Here’s Monday 9 AM to noon through each lens:

  • Timely: 2.8 hours across two projects — proposal drafting (1.5h), research (0.8h), email (0.5h). Accurate.
  • Toggl: 1.9 hours logged — forgot to start the timer until 9:40, and the Slack thread at 10:15 didn’t match any rule.
  • Clockify: 3 hours of “Google Chrome” and “Slack.” No project breakdown.

Timely tells you what you worked on. Toggl tracks what you tell it to track. Clockify shows you what apps were open. If your workflow involves the constant context-switching that AI calendar tools try to manage, that distinction is the whole ballgame. The gap between 95% and 60% capture looks like a feature difference. When you’re billing hourly, it’s a revenue difference.

The Real Cost: Price Per Captured Hour

Clockify is free. Toggl Track starts at $10 per user per month. Timely runs $9 to $16 per user per month depending on the plan.

Subscription price is the wrong comparison. The real number: cost per missed billable hour.

If you bill $75 an hour and Clockify’s manual gaps lose you five hours per week, that’s $375 in unbilled work — every week. The audience here (freelancers billing hourly, juggling clients) overlaps heavily with solo founders — see the AI stack solo founders use to cover every base for the broader toolset that handles time tracking alongside other essential operations. Toggl’s better capture still leaks roughly two hours per week. Timely’s monthly subscription pays for itself in the first recovered hour of the first day.

“Free” is the most expensive option when it can’t tell you what you actually did.

The tradeoff is privacy. Timely sees your window titles and URLs to work this well. You control what it monitors and data stays in your account, but if that visibility makes you uncomfortable, Toggl’s rule-based approach gives you explicit control over what gets tracked. Neither answer is wrong — but know what you’re trading before you choose.

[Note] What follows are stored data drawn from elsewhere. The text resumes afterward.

PR #946, opened 2024-04-02
feat: allow genesis from file for local testnets

### LINKED ISSUE #804: Support loading custom config files from YAML
Context: https://github.com/lambdaclass/lambda_ethereum_consensus/issues/172#issuecomment-1961920310

This includes loading information from:
- [ ] `config.yaml`
- [ ] `boot_enr.yaml` (#807)
- [ ] `genesis.ssz` (depends on #806)
- [ ] ~`deploy_block.txt`~ (this one's optional)

And also adding a flag `--testnet-dir <DIR>` that loads all this automatically from a directory.

### LINKED ISSUE #806: Load genesis state with custom config
Context: https://github.com/lambdaclass/lambda_ethereum_consensus/issues/172#issuecomment-1961920310

~Blocked by: #805~

The flag `--testnet-dir` should parse the `genesis.ssz` file and load the state contained within.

Which One Fits How You Actually Work

This isn’t a single-winner comparison. It’s a work-style match.

Context-switchers — multiple clients, lots of app-hopping, frequent interruptions — need Timely. Its passive capture handles the chaos you cannot manually track. The five-minute daily review is a small price for recovering hours you’d otherwise write off.

Deep-focus workers — long uninterrupted blocks on one project — do fine with Toggl Track. Press start once per session and let the reporting do its thing. If you already use automations to streamline repetitive work, Toggl’s rule-based triggers fit that mindset.

Teams that need free and basic logging — Clockify works if someone else manages the project budget and you just need to show hours. Don’t expect it to capture what you actually did.

That 6.5-hour day I mentioned? It was a 10-hour day. The tool that knew what I worked on is the one that proved it — and the one I kept running after the test ended. Yours depends on how you work. But if you’re billing hourly and juggling projects, the math isn’t close.